Весь март прошел в тревоге и ужасных волнениях. И нашей семье он принес потерю: Фока, так и не оправившись от ран, тяжело заболел, у него началась лихорадка, и вскоре он отдал Богу душу. На его похоронах я горько плакала, но не потому, что осталась вдовой — нет, я, грешница, так и не полюбила Фоку. А плакала я от страха, потому что осталась одинокой в чужой стране, в осажденном городе, среди мужниной родни, которой в эти дни не было дела до меня. Будь я тогда смелей и старше, пошла бы, наверное, искать встречи со своими земляками и постаралась бы вернуться на родину. Я ведь знала, что в предместье у монастыря Святого Маманта останавливаются торговые люди из Руси. Но разве могла я, благочестивая молодая вдова, помышлять о каких-то своевольных поступках? Я тогда боялась шагу ступить из дому — разве что в церковь.
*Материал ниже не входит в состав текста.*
PR #1194, opened 2025-02-04
Use `BLAS.trsm!` instead of `LAPACK.trtrs!` in left-triangular solves

dkarrasch:
We have used that in right-triangular solves already.

### DIFF
--- a/src/blas.jl
+++ b/src/blas.jl
@@ -1369,6 +1369,11 @@ for (fname, elty) in ((:dtrsv_,:Float64),
                 throw(DimensionMismatch(lazy"size of A is $n != length(x) = $(length(x))"))
             end
             chkstride1(A)
+            if diag == 'N'
+                for i in 1:n
+                    iszero(A[i,i]) && throw(SingularException(i))
+                end
+            end
             px, stx = vec_pointer_stride(x, ArgumentError("input vector with 0 stride is not allowed"))
             GC.@preserve x ccall((@blasfunc($fname), libblastrampoline), Cvoid,
                 (Ref{UInt8}, Ref{UInt8}, Ref{UInt8}, Ref{BlasInt},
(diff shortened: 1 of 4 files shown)


dkarrasch:
@nanosoldier `runbenchmarks("linalg"; vs=":master")`

dkarrasch:
In a manual 1000x1000 test, I see slight to no improvement, but certainly no regression.

dkarrasch:
It turns out that the LAPACK function is calling the BLAS function internally (https://netlib.org/lapack/explore-html/d4/dc1/group__trtrs_gab0b6a7438a7eb98fe2ab28e6c4d84b21.html), but checks for exact singularity upfront, nothing else. It seems we could rather switch to the "augmented" LAPACK functions throughout instead?

@jishnub @andreasnoack @amontoison

dkarrasch:
Nevermind, there is no triangular right-solve in LAPACK.

amontoison:
@dkarrasch I was thinking of LBT if we switch the backend, like BLIS. Sometimes, we only have the BLAS routine available.

dkarrasch:
Ok, we can of course switch, but then we should perhaps add the exact singularity check?

amontoison:
Yes, and we can do that for both `trsv!` and `trsm!` such that it is consistent.
Using `trsv!` for one right-hand and `trtrs!` for multiple ones have a different behaviour if the triangular matrix is singular.

amontoison (approved):

vtjnash:
This appears to have introduced a bug into the benchmarking tests (I cannot vouch for their quality, only that this commit seems to have introduced a regression in them): https://github.com/JuliaLang/julia/commit/c8ed17f7b4c148a887d8eb34babe529dd6b541a7#commitcomment-153581870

А потом началось самое страшное… До сих пор не могу об этом вспоминать без ужаса. В апреле великий город содрогнулся от невиданного штурма. Латиняне успели засыпать рвы перед крепостными стенами и пошли на приступ. Вначале они атаковали только с кораблей, на которые установили осадные мостки и лестницы. Но греки хорошо подготовились и встретили латинские корабли греческим огнем и градом огромных камней. Первая атака крестоносцев была отбита. Греки ликовали, их победные крики были слышны по всему городу. Мурчуфл приказал трубить в трубы и бить в барабаны. Шум стоял оглушительный. Но увы, недолго длилась эта радость от победы. Священники-паписты стали подстрекать рыцарей, обещали им отпущение грехов, если те захватят православную столицу. Через два дня латиняне снова пошли на приступ. Они выстроили свои корабли борт к борту и растянули их по заливу вдоль крепостных стен. Встали на якорь и начали стрелять из луков, метать камни, забрасывать на башни горящие факелы. Но башни были защищены от огня шкурами, смоченными водой. Греки сопротивлялись отчаянно. Император Мурчуфл стоял на холме, подбадривал воинов. Он снова приказал бить в барабаны и трубить в трубы. Победа защитников города казалась уже близка, но тут случай помог крестоносцам. Шальной ветер прибил к башне два их корабля, и самые смелые из латинских ратников взобрались на башню и смогли оттеснить греков. Тут же и другие корабли подошли к башням, латиняне стали проникать в город. Греки обрушились на них с мечами и секирами, но крестоносцы были в прочных кольчугах, а бились они лучше греков, потому что война была для рыцарей главным ремеслом. К вечеру уже четверть города оказалась у них в руках. Мурчуфл бежал, прихватив с собой казну. Но часть константинопольской знати еще пыталась бороться. Они собрались в храме Святой Софии, чтобы выбрать нового императора. Там, среди них, были и родичи моего мужа.

Я же сидела с золовками на женской половине дома и, как и они, дрожала от страха и молилась.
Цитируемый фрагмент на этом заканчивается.